Voice/Vision Holocaust Survivor Oral History Archive

Nathan Roth - February 4, 1983

Punishment at Birkenau

Okay, let's continue this in a minute. Can we stop? Um, is it possible to start another tape? Because this, this is an appropriate place to just go through the last section.

[interruption in interview]

Before we go on with uh, Jaworzno, l...let me take you back again to um, Birkenau. Do you remember any kinds of uh, seeing any kinds of punishment while you were at Birkenau for two months?

I saw hanging. I saw one hanging.

Do you remember the circumstances?

No. I was just taken out and, and uh, made stand over there and uh, and watch a hanging. Uh. In fact, I haven't thought about that one. I don't know what he did or...No, but it was just, it was like a sl...slow strangulation. It wasn't like a drop. It was, it was, I know there was a lot of twitching for maybe fifteen minutes or so, maybe more, but I don't remember what it was about. Maybe, I haven't thought about that one. Just once in, in, in Birkenau. But uh, there were beatings every day. The kapo of the, of the, of the block, the block kapo. There were beatings in his room every day.

Is this a Jewish guard?

Yeah--no. It wasn't a Jew. It was a Polack. Slovak, was a Polack. Wasn't a Jewish kapo. It was in his room, there were beatings every day. Uh, I was beaten once, but everybody was and it wasn't such a big deal, I was. Because they found some tobacco under my, under my pillow, but uh, yeah.
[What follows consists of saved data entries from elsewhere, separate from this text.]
PR #985, opened 2018-02-20
Print reg

jrmlhermitte:
After discussion with @danielballan this is a good idea I think!

```
In [7]: RE.print_command_registry(verbose=False)
List of available commands
create : Trigger the run engine to start bundling future obj.read() calls for
save : Save the event that is currently being bundled
drop : Drop the event that is currently being bundled
read : 
monitor : 
unmonitor : 
null : 
stop : 
set : 
trigger : 
sleep : Sleep the event loop
wait : Block progress until every object that was triggered or set
checkpoint : Instruct the RunEngine to create a checkpoint so that we can rewind
clear_checkpoint : Clear a set checkpoint
rewindable : Set rewindable state of RunEngine
pause : Request the run engine to pause
collect : 
kickoff : Start a flyscan object
complete : 
configure : Configure an object
stage : Instruct the RunEngine to stage the object
unstage : Instruct the RunEngine to unstage the object
subscribe : 
unsubscribe : 
open_run : Instruct the RunEngine to start a new "run"
close_run : Instruct the RunEngine to write the RunStop document
wait_for : Instruct the RunEngine to wait until msg.obj has completed. Better
input : 

```

### DIFF
--- a/bluesky/run_engine.py
+++ b/bluesky/run_engine.py
@@ -1412,11 +1412,6 @@ class RunEngine:
         obj = msg.obj
         # actually _read_ the object
         ret = obj.read(*msg.args, **msg.kwargs)
-        # Ask the object for any datum documents is has cached.
-        if hasattr(obj, 'collect_asset_docs'):
-            datum_docs = list(obj.collect_asset_docs(*msg.args, **msg.kwargs))
-        else:
-            datum_docs = []
 
         if self._bundling:
             # if the object is not in the _describe_cache, cache it
@@ -1441,9 +1436,15 @@ class RunEngine:
             # add this object to the cache of things we have read
             self._objs_read.append(obj)
 
-            # stash the results
+            # Stash the results, which will be emitted the next time _save is
+            # called --- or never emitted if _drop is called instead.
             self._read_cache.append(ret)
-            self._asset_docs_cache.extend(datum_docs)
+            # Ask the object for any resource or datum documents is has cached
+            # and cache them as well. Likewise, these will be emitted if and
+            # when _save is called.
+            if hasattr(obj, 'collect_asset_docs'):
+                self._asset_docs_cache.extend(
+                    obj.collect_asset_docs(*msg.args, **msg.kwargs))
 
         return ret
 


danielballan:
It might also be good to have a public API where you can programmatic check the command registry. For example:

```
'set' in RE.list_command_registry()
```

Should we make `RunEngine._command_registry` public? Should we add yet another method (`list_command_registry`)? I think I prefer the latter because I consider the _keys_ of `RE._command_registry` public but the _values_ -- the RunEngine coroutine methods -- private.

jrmlhermitte:
I like that idea. Perhaps it should still be a method of an instance of `RE` and not `staticmethod`? The main reason I mention that is I could see perhaps one day a feature request for allowing the registering of custom commands? Or is that too dangerous?
I've added:
```py
In [3]: RE.commands()
Out[3]: 
['create',
 'save',
 'drop',
....
```

(it could also be a property maybe)

bluesky/run_engine.py
```diff
@@ -305,6 +305,32 @@ def __init__(self, md=None, *, loop=None, preprocessors=None,
 
         self.loop.call_soon(self._check_for_signals)
 
+    def commands(self):
```
jrmlhermitte: should it be a `@property`?

danielballan:
> The main reason I mention that is I could see perhaps one day a feature request for allowing the registering of custom commands?

We are on the same page: https://nsls-ii.github.io/bluesky/msg.html#registering-custom-commands  :-D

There is only one use of this on the floor. I intend to add it to the msg documentation as an example.

bluesky/run_engine.py
danielballan: I think that make sense. Can you also add these to the list of Attributes in the RunEngine's top-level docstring?

jrmlhermitte:
errors are from this (a bad toctree ref and also fstrings not compat with py3.5). ill change a little later....

jrmlhermitte:
the bugs were sphinx related. I updated the docs.
(Found out that I can't put `commands` in the `Attributes` part of docstring because it's a `Property`)

jrmlhermitte:
I added tests for these functions. They're pretty much the code copied and pasted, but it will make sure we're aware of any API changes.

bluesky/run_engine.py
```diff
@@ -305,6 +311,61 @@ def __init__(self, md=None, *, loop=None, preprocessors=None,
...
+        commands = "List of available commands\n"
+
+        for command, func in self._command_registry.items():
+            docstring = func.__doc__
+            if verbose is False:
+                docstring = docstring.split("\n")[0]
+            commands = commands + "{} : {}\n".format(command, docstring)
+        print(commands)
+
+        return commands
```
tacaswell: If you do `RE.print_command_registry()` won't this result in it printing twice?  Once from the print and once from the returned value?

jrmlhermitte: yes you're right thanks! probably a return value would not be expected for this one

tacaswell:
@jrmlhermitte This needs a rebase.

I am :+1: on merging this.

bluesky/run_engine.py
```diff
@@ -305,6 +311,60 @@ def __init__(self, md=None, *, loop=None, preprocessors=None,
...
+        >>> from bluesky import RunEngine
+        >>> RE = RunEngine()
+        >>> # Print a very verbose list of currently registered commands
+        >>> RE.print_command_registry(verbose=True)
+        '''
+        commands = "List of available commands\n"
+
+        for command, func in self._command_registry.items():
+            docstring = func.__doc__
+            if verbose is False:
```
danielballan: `if not verbose` is a bit more Pythonic.

bluesky/run_engine.py
```diff
@@ -181,6 +181,12 @@ class RunEngine:
         It is set to ``bluesky.run_engine.PAUSE_MSG`` by default and
         can be modified based on needs.
 
+    Properties
```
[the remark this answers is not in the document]
jrmlhermitte: thanks! made the change

bluesky/run_engine.py
jrmlhermitte: thanks! done

danielballan:
I tried to rebase this over some unrelated fixes to make sure everything was still good, and ended up pushing the wrong branch back up (oops). Since said branch was already merged, GitHub marked this PR as merged.

Fortunately, no commits were lost. I pushed the original content of this PR to https://github.com/NSLS-II/bluesky/pull/1029. Sorry for the runaround.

I don't remember a lot of the things. I think right after, after I was liberated, for a long time, I, it was almost like I had amnesia. I didn't remember anything.

Were there suicides?

Oh God, yes. Every morning when we went out to the latrine, there were bodies floating. I don't know if they were suicides or what, but uh, there were bodies floating in the, in the big, the receptacles where we went to urinate. Whether they were dumped or whether--every morning there was suicides, there were deaths and when we were in the Appellplatz, counted, we had to be lined up front of you, the dead and the living. Everybody had to be accounted for in the morning, then the dead were carried off. That was a common occurrence. That was, that was, that was a common occurrence every morning. And in Jaworzno too.

Do you remember the chimneys? Smoke?

Oh yes.

Did you ask anyone about that?

No. No. My wife knows more about that than I do. I didn't never ask anybody about it. I don't remember talking to anybody about it, because I didn't want to think about it, but uh, we had a good idea what was going on, but somehow, you just didn't talk about it.